### Exercise requirements
The records shown below are to be repeated exactly and completely.

Saved entries:

##########

PR #5607, opened 2024-10-17
feat: my kiva badges section

roger-in-kiva:
- MyKiva badges section added
- reqs: https://kiva.atlassian.net/browse/MP-837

##########

### Your response
PR #5607, opened 2024-10-17
feat: my kiva badges section

roger-in-kiva:
- MyKiva badges section added
- reqs: https://kiva.atlassian.net/browse/MP-837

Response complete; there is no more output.